Red squirrel in a cup eating sunflower seeds.

 This is a baby cardinal taking a bath in our water dish.

Baby female cardinal bathing.

 She was apparently quite dirty and spent a fair amount of time correcting that problem.  I took several photos including this one where her head is turned sideways.  

Baby cardinal bathing.

A few days ago, I found this unfortunate moth outside in my front yard.  I usually don’t pick up dead things, but thought it was cute.  So, I, took it inside for a photo or too.  On our kitchen table, of course.

Moth on my kitchen table.

 LeptoMan, a moth/butterfly guy at work, identified this as an underwing moth (Catocala relicta) that hangs out on birch trees.  We don’t have a birch tree, but our neighbor does, which means it’s all my neighbor’s fault that the moth died, I’m sure.  Luckily, as I had hoped, my moth friend had a really cute face.  It’s one reason I like moths.

Close-up of my moth pal.

And then I ate the moth because I wanted to know what it tasted like.  Not really.  I took the moth back outside, said, “God bless the fuzzy moth,” and buried it.  I also wiped the table off. 

So there you have it.  A few critters from the Great Outdoors.  Some, like the caterpillars and moths, will be pretty scarce soon, so get outside NOW before it sNOWs.

Mynah Bird Likes to Read Books

Written by on September 30, 2012 1 Comment

It took Little Buddy a little over a week to get out and safely back in her cage by herself, and one thing that helped her along was putting a yellow washcloth on the door of the cage to give it a firmer feel.  Once she figured out the yellow wash cloth was safe to land on, we moved the wash cloth onto Mark’ s leg.

Little Buddy on the yellow wash cloth on Mark's leg.

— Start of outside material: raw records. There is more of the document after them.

PR #14469, opened 2026-04-09
[6.x] Allow control over who can be impersonated in UserPolicy

ryanmitchell:
This PR adds an `impersonate($authed, $user)` method to the Statamic UserPolicy which is checked by the Impersonate action. This allows a developer to add custom logic in their own UserPolicy to determine if the authed user can impersonate the user in question... e.g. if you want admins not to be able to impersonate super admins.

Usage example:

```php
// app/Policies/UserPolicy.php
namespace App\Policies;

use Statamic\Policies\UserPolicy as StatamicUserPolicy;

class UserPolicy extends StatamicUserPolicy
{
    public function impersonate($authed, $user)
    {
        // don't allow impersonating super users
        return ! $user->super;
    }
}

use Illuminate\Support\Facades\Gate;
use Statamic\Auth\File\User;

public function boot(): void
{
    Gate::policy(User::class, \App\Policies\UserPolicy::class);
}
```

### DIFF
--- a/src/Policies/UserPolicy.php
+++ b/src/Policies/UserPolicy.php
@@ -70,6 +70,6 @@ class UserPolicy
 
     public function impersonate($authed, $user)
     {
-        return true;
+        return $authed->hasPermission('impersonate users');
     }
 }
--- a/src/Policies/UserPolicy.php
+++ b/src/Policies/UserPolicy.php
@@ -70,6 +70,8 @@ class UserPolicy
 
     public function impersonate($authed, $user)
     {
+        $authed = User::fromUser($authed);
+
         return $authed->hasPermission('impersonate users');
     }
 }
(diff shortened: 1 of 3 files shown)


src/Policies/UserPolicy.php
```diff
@@ -67,4 +67,9 @@ public function sendPasswordReset($authed, $user)
     {
         return $this->edit($authed, $user);
     }
+
+    public function impersonate($authed, $user)
+    {
+        return true;
```
jasonvarga: I think it's safe to move the permission check into here.

`return $authed->hasPermission('impersonate users');`

jasonvarga (changes requested):

src/Policies/UserPolicy.php
ryanmitchell: done!

jasonvarga (approved):

PR #14475, opened 2026-04-10
[6.x] Improve rate limiting

### LINKED ISSUE #1233: Form rate limiting
A number of our clients have had Pen tests recently which have come back with issues around rate limiting on the forms.

This Includes the Statamic login and password reset forms.

It would be great to be able to adjust this within Statamic rather than having to make changes in Laravel.

---

**Details from the Pen Test**

The team sent multiple requests to the endpoint with the same contact information and the server sends 200 OK responses every time.
An attacker can exploit the absence of a rate limit to increase resource consumption, leading to a potential Denial of Service (DoS).

During the assessment process, it was observed that the application lacks rate-limiting in the instances related to login and contact forms.

Recommendations
To mitigate the risk of this issue, the assessment team recommends the following steps:
● Monitoring API activity against rate limit.
● Catching errors caused by rate-limiting.
● Reducing the number of requests allowed.

ryanmitchell:
One thing thats come up for us a few times now on penetration tests is rate limiting on front end auth end points and form end points. Its possible to hack around this by doing something in your AppServiceProvider like:

```php
            $routes = app('router')->getRoutes()->get('POST');
            $routes['!/auth/login']->middleware('auththrottle:4,1');
            $routes['!/auth/password']->middleware('auththrottle:4,1');
            $routes['!/auth/register']->middleware('auththrottle:4,1');
        });
```

But it would be nice to have the ability to add middleware to these routes supported natively, which this PR attempts to do by adding two config keys to config/routes.php:                                                                                                                                                                                                                                                      
                                                                                                                                                                                                                                                                                                   
  - auth_middleware — applied to the entire !/auth/* route group (login, register, password reset, 2FA, etc.)                                                                                                                                                                                      
  - forms_middleware — applied to the POST !/forms/{form} route                                                                                                                                                                                                                                    
                                                                                                                                                                                                                                                                                                   
  Usage example:                                                                                                                                                                                                                                                                                 
```php
  // config/statamic/routes.php                                                                                                                                                                                                                                                                    
  'auth_middleware' => ['throttle:4,1'],                                                                                                                                                                                                                                                         
  'forms_middleware' => ['throttle:20,1'],    
```

I thought it better to allow middleware to be added, rather than just limiting it to rate limiting.

Closes https://github.com/statamic/ideas/issues/1233


jasonvarga (changes requested):
An AI review brought up some good points. 

- Slapping a throttle middleware on the whole group would override any nested throttles. e.g. now the intentionally more lenient passkey routes are redundant because the more restrictive parent throttle would kick in earlier.
- Applying a throttle to the whole group would apply to all the routes - even the GET routes which don't need throttling. Navigate innocently around the auth routes and you might hit your rate limit.
- Is there even really a use case for a middleware here aside from rate limiting? Seems like rate limiting is the real driving force for this, so let's just target that.

I suggest we just make `statamic.auth` and `statamic.forms` rate limiters with a sensible default, and apply them to the appropriate routes directly.

Then a user can very easily override them in their service provider:

```php
RateLimiter::for('statamic.auth', fn ($r) => Limit::perMinute(10)->by($r->ip()));
```

ryanmitchell:
@jasonvarga thats done now. I've gone for 4 per minute for login, 10 per minute for forms (precognitive requests made me up it).

They can be overridden using:

```php
RateLimiter::for('statamic.auth', fn ($r) => Limit::perMinute(1)->by($r->ip()));
RateLimiter::for('statamic.form', fn ($r) => Limit::perMinute(1)->by($r->ip()));
```

In a service provider boot()

jasonvarga:
I added rate limiting to the cp routes too using a `statamic.cp.auth` rate limiter. By default it does the exact same thing as the `statamic.auth` rate limiter, but lets people override it explicitly.

Ditto for passkey logins.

Well, once Little Buddy was comfortable on Mark’s leg, she started checking out the book he was reading.
 

Little Buddy checking out Mark's book.

 
She found his book about 18th Century navy life to be fascinating.
 

Little Buddy reading along with Mark.

 
Little Buddy quickly moved right on to the next page.
 

Little Buddy reading faster than Mark.

 
She even helped Mark turn the pages.
 

Little Buddy helping turn the page.

 
She soon grew impatient with the pace of Mark’s reading.
 

Little Buddy grabbing Mark's book mark.

 
Then she walked off with Mark’s book mark and, with a clumsy flutter of her wings, almost got the book mark inside her cage.
 

Little Buddy walking off with the book mark.

 
In truth, our mynah bird can’t read books.   And Mark hasn’t gotten much reading done in her company, either.  But Mark is sure having a good time with his curious Little Buddy. 
 
Oh, if any of you are looking for a mynah bird of your own, you need look no further than Todd from Milton, Florida.  It’s where Little Buddy came from, and we hear he has a couple more baby mynahs looking for new homes.  Todd loves his birds and he’s called a couple of times to check on Little Buddy and make sure she’s doing whatever mynahs are supposed to do.   Or maybe he’s checking on Mark to make sure Mark’s doing what mynahs like Marks to do.  Hm.